Irish Examiner view: Homes crisis needs many compromises

Many developed nations are struggling to meet their affordable housing targets without sacrificing the building standards and social norms, which can produce the shanty towns, the sink estates, or rookeries of the future
Irish Examiner view: Homes crisis needs many compromises

Cabins cost €60,000-€80,000 to construct, are eco-friendly, and are relatively economic to heat. Picture: Denis Scannell

Desperate times drive innovation. The covid-19 pandemic provided a great leap forward for the science of virology, not least because of the transfer of resources — human brainpower and financial — to researching and implementing new vaccines at speed. 

The grisly war in Ukraine has regularised the mass use of drones, which will inevitably accelerate peaceful civilian applications across the world.

Although more prosaic, the housing crisis will also drive the hunt for solutions with an urgent need to find ways of providing homes more quickly.

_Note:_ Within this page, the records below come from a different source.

PR #1260, opened 2018-06-26
fixes vulnerability in v2

comountainclimber:

https://discuss.atom.io/t/prevent-window-navigation-when-dropping-a-link/24365

- [ ] Unit tests written?


main.js
```diff
@@ -119,7 +124,7 @@ app.on('ready', () => {
         })
       )
     }
-    mainWindow.on('closed', function() {
+    mainWindow.on('closed', function () {
```
webda2l: mainWindow.on('closed', () => {

package.json
```diff
@@ -72,6 +72,8 @@
     "cleave.js": "1.0.7",
     "compare-versions": "^3.1.0",
     "coveralls": "3.0.0",
+    "electron": "1.8.4",
```
evgenyboxer: Could you move `electron` and `electron-devtools-installer` to devDependencies?

Issue #1229, opened 2018-06-17
"get_all_nodes" endpoint is triggered twice and "getblockcount" is triggered three times on wallet login


drptbl:
**Wallet version or commit SHA:**
 `dev` branch (c8585ba)

**Environment:**
Win 10 Home (64 bit) Version 1803 Build 17134.112

**Prerequisites:**
- At least one wallet imported to the app

**Reproduction steps:**
1. Start Neon Wallet
2. Click on "Login using a saved wallet" button
3. Open Chrome developer tools and switch to "Network" tab
4. Select your wallet, enter your passphrase and click on "Login" button

After logging in for the first time in the wallet you can see that `get_all_nodes` endpoint is triggered twice in a row and `getblockcount` is invoked three times in a row. This doesn't happen on current production build.

**Screenshots/Video:**
![weirdo](https://user-images.githubusercontent.com/8177587/41507489-7abf5d74-7233-11e8-957f-f0460e9b5723.gif)

drptbl:
Whole conversation regarding this issue is continued in related PR #1264.

drptbl:
There is no way to fix double invoke for `getblockcount` without modyfing `neon-js` code, so we've agreed to leave this for v2.

PR #1264, opened 2018-06-27
Bug/remove dupe requests

comountainclimber:
https://github.com/CityOfZion/neon-wallet/issues/1229

By turning Routes.jsx into a component

Manual testing locally

- [ ] Unit tests written?


drptbl:
Multiple requests to `get_all_nodes` are fixed 👍.

However I've found two issues so far:
1. `getblockcount` is still invoked twice in a row (it was invoked three times in a row previously) - is there any specific reason for that?
2. "Send" button is always disabled because of "network issues", however it works fine with current `dev`. These changes were introduced with #1166.
https://github.com/CityOfZion/neon-wallet/blob/20da4ff24d4d7ff196179867fafa31d7863820f8/app/containers/Dashboard/Dashboard.jsx#L61

comountainclimber:
While I was able to fix the issues that you pointed our @drptbl unfortunately I broke the WalletInfo tests that are relying on the duplicate requests and the previous state management being present 🤦‍♂️

drptbl:
@comountainclimber Second issue with "Send" button is fixed 👍.

First issue with `getblockcount` called twice in a row is still there.

app/Routes.jsx
```diff
@@ -12,28 +12,53 @@ import Settings from './containers/Settings'
...
+    return (
+      <App {...this.state}>
+        <Switch>
+          <Route
+            path={ROUTES.DASHBOARD}
+            render={() => (
+              <Dashboard
+                handlePassBlockHeight={blockHeight => {
+                  if (blockHeight !== this.state.blockHeight) {
+                    console.log('setting block height')
```
evgenyboxer: sneaky console.log

.gitignore
```diff
@@ -13,4 +13,5 @@ coverage/*
 /yarn-error.log
 /coverage/
 /.jshintrc
-.settings
\ No newline at end of file
+.settings
+.prettierrc
```
evgenyboxer: we don't really have a .prettierrc on dev

app/Routes.jsx
evgenyboxer: I don't really like this method... `handlePassBlockHeight` feels like a hacky patch for this problem.

app/Routes.jsx
```diff
@@ -12,28 +12,53 @@ import Settings from './containers/Settings'
...
-        path={ROUTES.DISPLAY_WALLET_KEYS}
-        component={DisplayWalletAccounts}
-      />
-      <Route path={ROUTES.HOME} component={Home} />
-    </Switch>
-  </App>
-)
+export default class Routes extends Component<Props> {
+  state = {
+    blockHeight: 0
```
evgenyboxer: I really don't think its needed

app/actions/balancesActions.js
```diff
@@ -18,13 +18,18 @@ export const ID = 'BALANCES'
 async function getBalances ({ net, address, tokens }: Props) {
   const endpoint = await api.getRPCEndpointFrom({ net }, api.neoscan)
 
+  const client = new rpc.RPCClient(endpoint)
+  const blockHeight = await client.getBlockCount()
```
evgenyboxer: great idea!

app/containers/App/Header/WalletBlockHeight/index.js
```diff
@@ -1,20 +1 @@
...
-  blockHeight
-})
-
-export default compose(
-  withNetworkData(),
-  withCall(blockHeightActions),
-  withData(blockHeightActions, mapBlockHeightDataToProps),
-  withRecall(blockHeightActions, ['networkId'])
-)(WalletBlockHeight)
+export { default } from './WalletBlockHeight'
```
evgenyboxer: Instead of getting the data from `blockHeightActions` you just need to get it from `balanceActions` (since balanceActions now combines block height + balances)

comountainclimber:
Will make these changes thanks!

app/containers/App/Header/WalletBlockHeight/index.js
comountainclimber: Is there a way to get that data without actually invoking the action twice?

evgenyboxer: Try `withData(balancesActions, mapBalanceDataToProps)`

comountainclimber:
@evgenyboxer addressed your concerns but think I need your help bringing the WalletInfo component tests back from the dead

PR #542, opened 2015-12-30
kde-misc/plasma-applet-weather-widget: New package

a17r:
GHNS version does not support offline data cache.


kensington:
Thanks!

PR #546, opened 2016-01-02
kde5.eclass: In kde5_src_prepare, place cmake-utils_src_prepare on top

a17r:
This change makes PATCHES handling less error prone, as epatch will find
a pristine directory before there is punting and commenting.

Also tested possible negative impact with the following command in overlay dir:
``for file in $(find . -name "*ebuild" -exec grep -l PATCHES {} \;); do USE="-handbook" ebuild $file clean prepare; done``
...all good


kensington:
Thanks!

PR #548, opened 2016-01-03
kde-frameworks/kio: Drop obsolete blocker

a17r:
Enough time has passed since 5326546d73684ffa3453977d7dfe34952ea9a473
so no one should be on old and conflicting libkonq anymore.


kensington:
Thanks, picked as 67f8c45766ad9aa7d76d922d5530b71b36a3248e.

PR #549, opened 2016-01-04
RFC: kde-apps/konsolepart: New package; relax plasma-workspace-wallpapers blocker

a17r:
This should be given some testing. The current situation with konsole, where people end up without konsole binary after their switch to plasma profile + rebuild is less than ideal (happens for stable). I didn't really look at how other distros do the split - konsolepart is for the most part what had been konsole:4[minimal] minus desktop files that I think are strictly konsole binary related and with handbook disabled.

1. Add alternative dependency (where applicable?) on konsolepart in tree for the following packages:
 - app-editors/kile-2.1.3-r1
 - dev-util/kdevplatform-1.7.2:konsole
 - kde-apps/kdebase-meta-4.14.3*
 - kde-misc/krcstat-0.7.6
 - kde-misc/quadkonsole-0.4.4
 - kde-misc/yakuake-2.9.9-r2
 - net-analyzer/netwag-5.39.0 (doesn't look as if it actually needs konsolepart, just some terminal)
 - also add konsolepart dep to kde-apps/dolphin:4? It didn't even depend on konsole so far.
2. Move konsolepart to tree
3. Restore keywords for konsole-4.14.3-r2 and move to tree (bumped without so it causes no conflicts)
4. Ideally, stabilisation :)

A first, quick test on a pure KDE4 system revealed no issues with the upgrade.


kensington:
Thanks a lot, this will go a long way to helping avoid blockers.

Many developed nations are struggling to meet their affordable housing targets without sacrificing the building standards and social norms, which can produce the shanty towns, the sink estates, or rookeries of the future.

In Co Cork, people are hoping to build log cabins to use as homes and are lobbying for the rules governing where such structures can be erected to be relaxed. 

Typically, the county council only grants permission for such homes to be constructed on the edge of forestry.

There has been a sharp rise in the number of planning applications for log cabins in Ireland’s largest county, while the Republic generally needs to build around 50,000 new homes a year from public and private sectors. We are currently achieving around 30,000.

Cabins cost €60,000-€80,000 to construct, are eco-friendly, and relatively economic to heat

Young couples who cannot afford traditional concrete/brick-built homes, which are on average four times more expensive, are increasingly seeking this cheaper option to get a foot on the property ladder.

Fianna Fáil councillor William O’Leary said: “We need to relook at our ‘Rural Design Guide.’ Who do you think is applying for them, Little Red Riding Hood?” 

But why stop at the forests? Cabin development is a common feature of towns and cities in Australia and the US. Why not here if attention to planning detail is scrupulous and sensitive?

Other than planning restrictions, other factors which drive the housing crisis are rapidly escalating construction costs, and shortages in the workforce. 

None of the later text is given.